Start of DATA

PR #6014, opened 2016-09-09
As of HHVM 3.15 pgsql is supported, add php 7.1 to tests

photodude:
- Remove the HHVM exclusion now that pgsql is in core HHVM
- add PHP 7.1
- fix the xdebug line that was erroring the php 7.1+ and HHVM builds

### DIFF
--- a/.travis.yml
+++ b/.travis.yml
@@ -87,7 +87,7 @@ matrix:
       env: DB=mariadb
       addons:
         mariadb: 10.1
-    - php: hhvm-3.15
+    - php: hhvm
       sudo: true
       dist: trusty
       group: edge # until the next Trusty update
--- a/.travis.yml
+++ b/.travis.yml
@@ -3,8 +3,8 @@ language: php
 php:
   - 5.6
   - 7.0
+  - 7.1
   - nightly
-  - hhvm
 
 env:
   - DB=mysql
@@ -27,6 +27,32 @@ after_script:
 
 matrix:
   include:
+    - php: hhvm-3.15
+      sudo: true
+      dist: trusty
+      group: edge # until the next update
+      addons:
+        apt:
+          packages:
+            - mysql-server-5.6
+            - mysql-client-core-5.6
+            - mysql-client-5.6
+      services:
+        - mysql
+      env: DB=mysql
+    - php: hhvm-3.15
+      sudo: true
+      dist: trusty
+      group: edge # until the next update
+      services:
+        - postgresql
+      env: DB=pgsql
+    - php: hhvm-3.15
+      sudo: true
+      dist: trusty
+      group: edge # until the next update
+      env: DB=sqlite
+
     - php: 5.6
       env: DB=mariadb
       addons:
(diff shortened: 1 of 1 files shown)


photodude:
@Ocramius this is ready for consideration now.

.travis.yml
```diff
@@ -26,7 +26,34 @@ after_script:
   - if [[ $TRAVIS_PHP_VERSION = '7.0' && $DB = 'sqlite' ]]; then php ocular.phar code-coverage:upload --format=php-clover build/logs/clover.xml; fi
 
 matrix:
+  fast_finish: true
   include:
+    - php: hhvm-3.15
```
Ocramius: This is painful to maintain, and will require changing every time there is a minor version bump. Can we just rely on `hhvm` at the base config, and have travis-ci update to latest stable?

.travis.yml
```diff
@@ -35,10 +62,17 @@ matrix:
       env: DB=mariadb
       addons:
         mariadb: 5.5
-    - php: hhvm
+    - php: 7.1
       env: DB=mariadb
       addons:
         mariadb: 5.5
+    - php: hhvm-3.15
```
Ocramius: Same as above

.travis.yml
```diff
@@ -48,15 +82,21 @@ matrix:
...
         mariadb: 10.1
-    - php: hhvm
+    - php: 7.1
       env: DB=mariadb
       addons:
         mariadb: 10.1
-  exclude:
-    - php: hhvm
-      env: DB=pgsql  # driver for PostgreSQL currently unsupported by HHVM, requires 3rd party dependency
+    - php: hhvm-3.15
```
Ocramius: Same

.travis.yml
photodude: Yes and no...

End of DATA

* **WORK REQUEST**: Each entry in the listing is to be output exactly as given.

* **THE COMPLETED TASK**:
PR #6014, opened 2016-09-09
As of HHVM 3.15 pgsql is supported, add php 7.1 to tests

photodude:
- Remove the HHVM exclusion now that pgsql is in core HHVM
- add PHP 7.1
- fix the xdebug line that was erroring the php 7.1+ and HHVM builds

### DIFF
--- a/.travis.yml
+++ b/.travis.yml
@@ -87,7 +87,7 @@ matrix:
       env: DB=mariadb
       addons:
         mariadb: 10.1
-    - php: hhvm-3.15
+    - php: hhvm
       sudo: true
       dist: trusty
       group: edge # until the next Trusty update
--- a/.travis.yml
+++ b/.travis.yml
@@ -3,8 +3,8 @@ language: php
 php:
   - 5.6
   - 7.0
+  - 7.1
   - nightly
-  - hhvm
 
 env:
   - DB=mysql
@@ -27,6 +27,32 @@ after_script:
 
 matrix:
   include:
+    - php: hhvm-3.15
+      sudo: true
+      dist: trusty
+      group: edge # until the next update
+      addons:
+        apt:
+          packages:
+            - mysql-server-5.6
+            - mysql-client-core-5.6
+            - mysql-client-5.6
+      services:
+        - mysql
+      env: DB=mysql
+    - php: hhvm-3.15
+      sudo: true
+      dist: trusty
+      group: edge # until the next update
+      services:
+        - postgresql
+      env: DB=pgsql
+    - php: hhvm-3.15
+      sudo: true
+      dist: trusty
+      group: edge # until the next update
+      env: DB=sqlite
+
     - php: 5.6
       env: DB=mariadb
       addons:
(diff shortened: 1 of 1 files shown)


photodude:
@Ocramius this is ready for consideration now.

.travis.yml
```diff
@@ -26,7 +26,34 @@ after_script:
   - if [[ $TRAVIS_PHP_VERSION = '7.0' && $DB = 'sqlite' ]]; then php ocular.phar code-coverage:upload --format=php-clover build/logs/clover.xml; fi
 
 matrix:
+  fast_finish: true
   include:
+    - php: hhvm-3.15
```
Ocramius: This is painful to maintain, and will require changing every time there is a minor version bump. Can we just rely on `hhvm` at the base config, and have travis-ci update to latest stable?

.travis.yml
```diff
@@ -35,10 +62,17 @@ matrix:
       env: DB=mariadb
       addons:
         mariadb: 5.5
-    - php: hhvm
+    - php: 7.1
       env: DB=mariadb
       addons:
         mariadb: 5.5
+    - php: hhvm-3.15
```
Ocramius: Same as above

.travis.yml
```diff
@@ -48,15 +82,21 @@ matrix:
...
         mariadb: 10.1
-    - php: hhvm
+    - php: 7.1
       env: DB=mariadb
       addons:
         mariadb: 10.1
-  exclude:
-    - php: hhvm
-      env: DB=pgsql  # driver for PostgreSQL currently unsupported by HHVM, requires 3rd party dependency
+    - php: hhvm-3.15
```
Ocramius: Same

.travis.yml
photodude: Yes and no...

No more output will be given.